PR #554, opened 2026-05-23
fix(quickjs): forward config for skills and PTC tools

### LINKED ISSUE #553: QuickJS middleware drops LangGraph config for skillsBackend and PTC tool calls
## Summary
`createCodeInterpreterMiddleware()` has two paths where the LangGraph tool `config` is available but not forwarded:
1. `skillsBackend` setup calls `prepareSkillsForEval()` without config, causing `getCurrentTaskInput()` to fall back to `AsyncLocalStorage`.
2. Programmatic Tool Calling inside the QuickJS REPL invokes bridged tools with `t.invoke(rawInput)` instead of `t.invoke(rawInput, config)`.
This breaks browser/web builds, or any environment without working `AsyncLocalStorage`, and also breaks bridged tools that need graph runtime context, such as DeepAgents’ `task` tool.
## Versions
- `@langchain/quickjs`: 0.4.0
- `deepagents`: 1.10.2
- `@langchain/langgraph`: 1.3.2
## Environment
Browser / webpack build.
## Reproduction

---

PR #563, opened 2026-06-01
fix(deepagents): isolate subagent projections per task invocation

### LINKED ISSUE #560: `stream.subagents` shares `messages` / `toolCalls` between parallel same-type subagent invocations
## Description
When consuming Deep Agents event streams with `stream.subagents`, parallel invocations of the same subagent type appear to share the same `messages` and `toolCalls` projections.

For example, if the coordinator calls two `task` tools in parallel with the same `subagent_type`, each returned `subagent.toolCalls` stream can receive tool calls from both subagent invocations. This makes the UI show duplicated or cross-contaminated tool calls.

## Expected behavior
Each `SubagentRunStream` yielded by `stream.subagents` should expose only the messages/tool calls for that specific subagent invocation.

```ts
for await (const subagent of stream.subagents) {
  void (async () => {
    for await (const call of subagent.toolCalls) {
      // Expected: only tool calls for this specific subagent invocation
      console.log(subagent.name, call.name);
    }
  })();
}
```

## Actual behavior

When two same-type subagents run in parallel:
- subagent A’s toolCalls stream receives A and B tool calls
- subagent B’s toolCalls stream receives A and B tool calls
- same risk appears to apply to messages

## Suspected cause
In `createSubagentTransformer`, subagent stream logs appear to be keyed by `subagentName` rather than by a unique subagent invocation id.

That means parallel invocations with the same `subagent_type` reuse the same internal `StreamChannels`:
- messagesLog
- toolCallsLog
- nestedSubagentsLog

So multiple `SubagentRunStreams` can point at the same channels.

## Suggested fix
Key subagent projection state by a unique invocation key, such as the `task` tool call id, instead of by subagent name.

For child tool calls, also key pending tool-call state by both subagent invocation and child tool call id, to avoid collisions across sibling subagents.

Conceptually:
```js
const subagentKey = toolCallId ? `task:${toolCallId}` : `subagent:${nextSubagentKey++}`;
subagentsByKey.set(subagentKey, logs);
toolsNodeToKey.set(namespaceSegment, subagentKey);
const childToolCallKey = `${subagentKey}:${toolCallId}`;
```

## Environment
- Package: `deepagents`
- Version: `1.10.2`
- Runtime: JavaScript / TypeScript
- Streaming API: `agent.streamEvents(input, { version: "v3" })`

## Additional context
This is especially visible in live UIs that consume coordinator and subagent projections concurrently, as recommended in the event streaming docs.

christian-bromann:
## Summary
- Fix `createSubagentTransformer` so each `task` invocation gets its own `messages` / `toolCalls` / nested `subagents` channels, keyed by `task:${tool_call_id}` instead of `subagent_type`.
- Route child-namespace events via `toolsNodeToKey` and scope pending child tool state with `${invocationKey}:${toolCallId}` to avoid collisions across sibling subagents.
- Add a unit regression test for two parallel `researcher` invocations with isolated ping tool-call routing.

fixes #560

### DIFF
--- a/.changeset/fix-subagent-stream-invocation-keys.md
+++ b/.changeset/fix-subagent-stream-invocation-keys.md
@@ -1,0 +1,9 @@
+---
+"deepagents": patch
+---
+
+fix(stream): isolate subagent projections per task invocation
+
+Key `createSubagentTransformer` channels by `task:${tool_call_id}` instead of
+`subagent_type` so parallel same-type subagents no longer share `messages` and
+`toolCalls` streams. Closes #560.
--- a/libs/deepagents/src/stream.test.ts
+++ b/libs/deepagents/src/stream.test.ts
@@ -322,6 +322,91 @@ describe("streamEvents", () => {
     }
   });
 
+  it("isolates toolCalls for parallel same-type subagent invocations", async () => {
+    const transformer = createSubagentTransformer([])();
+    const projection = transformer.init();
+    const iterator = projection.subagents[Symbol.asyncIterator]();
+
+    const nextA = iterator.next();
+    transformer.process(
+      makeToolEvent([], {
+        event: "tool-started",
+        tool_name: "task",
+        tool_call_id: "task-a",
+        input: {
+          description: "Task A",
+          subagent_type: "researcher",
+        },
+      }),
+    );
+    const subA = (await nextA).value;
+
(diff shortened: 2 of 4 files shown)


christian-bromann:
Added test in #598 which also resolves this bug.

#### Exercise requirements
Given the records above, return exactly the lines starting at the line containing "## Description" and ending at the line containing "## Suggested fix", including both.

#### Written response
## Description
When consuming Deep Agents event streams with `stream.subagents`, parallel invocations of the same subagent type appear to share the same `messages` and `toolCalls` projections.

For example, if the coordinator calls two `task` tools in parallel with the same `subagent_type`, each returned `subagent.toolCalls` stream can receive tool calls from both subagent invocations. This makes the UI show duplicated or cross-contaminated tool calls.

## Expected behavior
Each `SubagentRunStream` yielded by `stream.subagents` should expose only the messages/tool calls for that specific subagent invocation.

```ts
for await (const subagent of stream.subagents) {
  void (async () => {
    for await (const call of subagent.toolCalls) {
      // Expected: only tool calls for this specific subagent invocation
      console.log(subagent.name, call.name);
    }
  })();
}
```

## Actual behavior

When two same-type subagents run in parallel:
- subagent A’s toolCalls stream receives A and B tool calls
- subagent B’s toolCalls stream receives A and B tool calls
- same risk appears to apply to messages

## Suspected cause
In `createSubagentTransformer`, subagent stream logs appear to be keyed by `subagentName` rather than by a unique subagent invocation id.

That means parallel invocations with the same `subagent_type` reuse the same internal `StreamChannels`:
- messagesLog
- toolCallsLog
- nestedSubagentsLog

So multiple `SubagentRunStreams` can point at the same channels.

## Suggested fix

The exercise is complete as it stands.